Heikel bis kreativ: Meinungen zur Deutsch-Regel gehen auseinander

Deutsch-Zwang auf dem Pausenplatz? «Das seit s'Volk».

Deutsch-Zwang auf dem Pausenplatz? «Das seit s'Volk».

In Egerkingen müssen die Kinder künftig auf dem Pausenplatz Deutsch sprechen. Sonst gibt es eine Busse. Das sagen Passanten in Solothurn dazu.

Die Deutsch-Regel in Egerkingen spaltet die Gemüter und wird wohl bald auch die Regierung beschäftigen. Selbst ein nationaler Deutsch-Zwang steht zur Diskussion. Doch was sagt eigentlich das Volk dazu?

Das Regionalfernsehen Tele M1 hat auf der Strasse nachgefragt. Der erste befragte Mann sagt: «Es ist heikel, ich kann es jedoch verstehen.» Ein anderer findet die Regel ungerecht und ein Herr meint: «Sie ist kreativ, das ist doch eine Idee.»

Eine junge Frau kennt die Ausgrenzung von Schweizern aus ihrer Schulzeit. Ausländer würden sich auch in Gerlafingen häufig in Fremdsprachen unterhalten. «In solchen Situationen versteht man als Schweizer nichts.» Deshalb finde sie die Deutsch-Regel «super». Ein Mann entgegnet: «Zwang ist selten eine Lösung.»

Dass die Ausländeranteile an Schweizer Schulen steigen, ist laut «Tele M1» ein Fakt. Deshalb wollte das Regionalfernsehen von den Passanten auch wissen, welche Ideen sie für eine gelungene Integration haben.

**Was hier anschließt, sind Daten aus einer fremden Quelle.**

PR #597, opened 2026-09-14
feature: add audit userspace tools

### LINKED ISSUE #4637: hadron: add auditd + audit userspace to the package set
Split from kairos-io/kairos#112 (see kairos-io/kairos#4626, kairos-io/kairos#4627, kairos-io/kairos#4628, kairos-io/kairos#4629 for the rest of the CIS work).

Add `auditd` and its userspace tools (`auditctl`, `augenrules`, `ausearch`, `aureport`) to the Hadron package set so kairos-init images built on top of Hadron can ship a working CIS **Section 4 — Logging and Auditing** baseline.

## Why Hadron specifically

Distro-based Kairos images (Ubuntu, openSUSE, RHEL, Rocky, Debian, Alpine) can pull auditd from the upstream package repositories. Hadron builds its own userland from source through the mussel toolchain, so nothing lands unless it is explicitly added to the build. Without this issue closed, the kairos-init CIS L1 issue (kairos-io/kairos#4626) can never satisfy Section 4 on Hadron-based images.

## Scope

- Add the `audit` userspace (upstream: https://github.com/linux-audit/audit-userspace) as a new build stage in the Hadron Dockerfile, cross-compiled through mussel for `amd64`, `arm64`, and `riscv64`.
- Ship the `auditd` binary, `auditctl`, `augenrules`, `ausearch`, `aureport`, and the `libaudit`/`libauparse` shared libraries in the final rootfs.
- Add an init unit (systemd or OpenRC depending on Hadron's current init) that starts `auditd` early enough to catch boot-time events.
- Ship a minimal `/etc/audit/auditd.conf` and an empty `/etc/audit/rules.d/` directory. The CIS baseline rules themselves land in kairos-io/kairos#4626 on the kairos-init side.
- Verify kernel audit support (`CONFIG_AUDIT=y`, `CONFIG_AUDITSYSCALL=y`) is enabled in the Hadron kernel config; enable it if missing.

## Prerequisites

- kairos-io/kairos#4629 — `/var/log/audit` must persist across A/B upgrades before auditd is actually useful. Ship the package first, wire persistence second, land the rules third.

## Non-goals

- The CIS baseline audit rules — those belong in kairos-io/kairos#4626, not here.
- Remote log forwarding (audispd plugins for `syslog`/`remote`) — separate feature request.
- Hardening `auditd.conf` beyond the upstream defaults — belongs in kairos-io/kairos#4626 alongside the rules.

## Definition of done

- `auditd --version` works on a booted Hadron-based Kairos image on all three architectures.
- The daemon starts at boot and writes to `/var/log/audit/audit.log`.
- Binary size impact is documented on the PR (mussel-compiled audit userspace is small, but should be measured).
- kairos-io/kairos#4626 can install its baseline rules on top without pulling in a second copy of the userland.

---

*Filed by [`itxaka-agent`](https://github.com/itxaka-agent) after @itxaka's follow-up on kairos-io/kairos#112. Approved by @itxaka before posting.*

Itxaka:
As part of the CIS hardenings, audit is a important part of the system.

Build and provide the proper userspace tools. Final size should not be grater than 1Mb.

Unfortunately a patch is needed for a clean compile. sent the patch upstream as well but for now lets carry it by ourselves.

Only tests were done by IA in this PR.

Fixes https://github.com/kairos-io/kairos/issues/4637


itxaka-agent:
> action taken here.

Taking this over for review. It touches the mussel cross-compile stage set (adds a new `audit-userspace` build stage across amd64/arm64/riscv64), carries an out-of-tree patch, and ships a new binary set into the image, so I'll pull the branch, read the Dockerfile stage against the upstream `audit-userspace` source, check the patch against what it's fixing, and verify the image-structure test actually asserts what the PR claims (binary presence, size budget). Will report back with a verdict.

itxaka-agent:
## End-to-end verification: PASS

Built `hadron:local` locally, layered Kairos, cut ISO with AuroraBoot, booted in QEMU/KVM headless, and verified audit userspace runs and writes to disk.

### Pipeline

1. `make build-hadron` → `hadron:local` (405 MB)
2. `make build-kairos` → `hadron-init:latest` (573 MB)
3. AuroraBoot `v0.21.0-alpha.4` → `kairos-hadron-v0.5.2-dirty-core-amd64-generic-v0.0.0.iso` (304 MB)
4. QEMU boot: `-accel kvm -cpu host -m 3000 -smp 2 -vga std -display none -qmp unix:...`

### `image-structure` audit specs

12 / 12 pass against `hadron:local`:

```
Ran 12 of 49 Specs in 16.292 seconds
SUCCESS! -- 12 Passed | 0 Failed | 0 Pending | 37 Skipped
```

Covers: `auditctl`, `ausearch`, `aureport`, `augenrules`, `autrace`, `audisp-syslog` crash-signal check; `/sbin/auditd` present; `/etc/audit/auditd.conf` contains `log_file`; `/etc/audit/rules.d` real directory; `/usr/lib/systemd/system/auditd.service` has `ExecStart=`; `libaudit.so.*` + `libauparse.so.*` under `/usr/lib`; `/usr/share/audit-rules` stays dropped.

### Runtime evidence (VM)

**auditd service active, enabled by preset, PID 1173:**

auditd service status

**`/var/log/audit/audit.log` written (3864 bytes at capture, root:root 0600). Records include `type=DAEMON_START ver=4.2.1 format=enriched kernel=7.1.8-hadron` and `type=BPF` LOAD/UNLOAD entries:**

audit log directory and first entries

**`auditctl -a always,exit -F arch=b64 -S execve -k probe` accepted; `ausearch -k probe` returns real SYSCALL / EXECVE / PATH records for `tail` and `ausearch`, `arch=c000003e`, `tty=tty1`, `key="probe"`:**

auditctl rule injection and live event

### Config on disk

```
log_file = /var/log/audit/audit.log
log_format = ENRICHED
flush = INCREMENTAL_ASYNC
```

### Musl confirmation

Audit records reference `name="/lib/ld-musl-x86_64.so.1"` — audit-userspace 4.2.1 runs cleanly on Hadron's musl toolchain (upstream `audisp-syslog` needs `#include <unistd.h>` on musl; carried as `patches/0001-audit-syslog-plugin-include-unistd.patch`, submitted upstream at linux-audit/audit-userspace#551).

Screenshots hosted on itxaka-agent/hadron branch `screenshots/audit-597` (fork, not this repo).

mauromorales (approved):

jimmykarily (approved):

tests/image_structure_test.go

Die Antworten sind verschieden. Die junge Frau aus Gerlafingen findet, man solle die Bildung von Ausländergruppen schon im Kindergarten verhindern. Ein Mann stellt fest: «Wenn die Eltern nicht integriert sind, sind es auch die Kinder nicht.» Und ein anderer sagt: «Die Liebe, das ist Integration.» (jos)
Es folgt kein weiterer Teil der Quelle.